Work item: Please reproduce the following records exactly, with nothing omitted.
(Given entries)
PR #447, opened 2018-05-24
Add test for hmm using gmm from_json

jkleckner:
This patch set allows GeneralMixtureModels to be used with
HiddenMarkovModel.from_json() and adds a test.

It is a bit of a mystery why the GeneralMixtureModel class is not in
scope already.

### DIFF
--- a/pomegranate/NaiveBayes.pyx
+++ b/pomegranate/NaiveBayes.pyx
@@ -83,7 +83,7 @@ cdef class NaiveBayes(BayesModel):
 		nb = {
 			'class' : 'NaiveBayes',
 			'models' : [json.loads(model.to_json()) for model in self.distributions],
-			'weights' : self.weights.tolist()
+			'weights' : numpy.exp(self.weights).tolist()
 		}
 
 		return json.dumps(nb, separators=separators, indent=indent)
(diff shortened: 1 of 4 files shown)


jkleckner:
@jmschrei would you please look into the test failure to see if something obvious in the process is wrong?

jmschrei:
Nice, thanks for the contribution. I'm guessing the issue is that the weights are stored as the log weight instead of the actual value. Let me see.

jmschrei:
I think this needs to be changed to `numpy.exp(self.weights).to_list()`: https://github.com/jmschrei/pomegranate/blob/master/pomegranate/gmm.pyx#L424

jmschrei:
Same here, actually: https://github.com/jmschrei/pomegranate/blob/master/pomegranate/NaiveBayes.pyx#L86

jmschrei:
I think the right thing to do is for me to make a self.weights and a self.log_weights and use them appropriately-- but this will be a quick fix that will solve people's issues.

jkleckner:
@jmschrei Then you might want to take over this patch set?

jkleckner:
@jmschrei I amended the patch with those two fixes and the test now passes.

jmschrei:
Awesome, thanks!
(End Given entries)
Reply to the exercise:
PR #447, opened 2018-05-24
Add test for hmm using gmm from_json

jkleckner:
This patch set allows GeneralMixtureModels to be used with
HiddenMarkovModel.from_json() and adds a test.

It is a bit of a mystery why the GeneralMixtureModel class is not in
scope already.

### DIFF
--- a/pomegranate/NaiveBayes.pyx
+++ b/pomegranate/NaiveBayes.pyx
@@ -83,7 +83,7 @@ cdef class NaiveBayes(BayesModel):
 		nb = {
 			'class' : 'NaiveBayes',
 			'models' : [json.loads(model.to_json()) for model in self.distributions],
-			'weights' : self.weights.tolist()
+			'weights' : numpy.exp(self.weights).tolist()
 		}
 
 		return json.dumps(nb, separators=separators, indent=indent)
(diff shortened: 1 of 4 files shown)


jkleckner:
@jmschrei would you please look into the test failure to see if something obvious in the process is wrong?

jmschrei:
Nice, thanks for the contribution. I'm guessing the issue is that the weights are stored as the log weight instead of the actual value. Let me see.

jmschrei:
I think this needs to be changed to `numpy.exp(self.weights).to_list()`: https://github.com/jmschrei/pomegranate/blob/master/pomegranate/gmm.pyx#L424

jmschrei:
Same here, actually: https://github.com/jmschrei/pomegranate/blob/master/pomegranate/NaiveBayes.pyx#L86

jmschrei:
I think the right thing to do is for me to make a self.weights and a self.log_weights and use them appropriately-- but this will be a quick fix that will solve people's issues.

jkleckner:
@jmschrei Then you might want to take over this patch set?

jkleckner:
@jmschrei I amended the patch with those two fixes and the test now passes.

jmschrei:
Awesome, thanks!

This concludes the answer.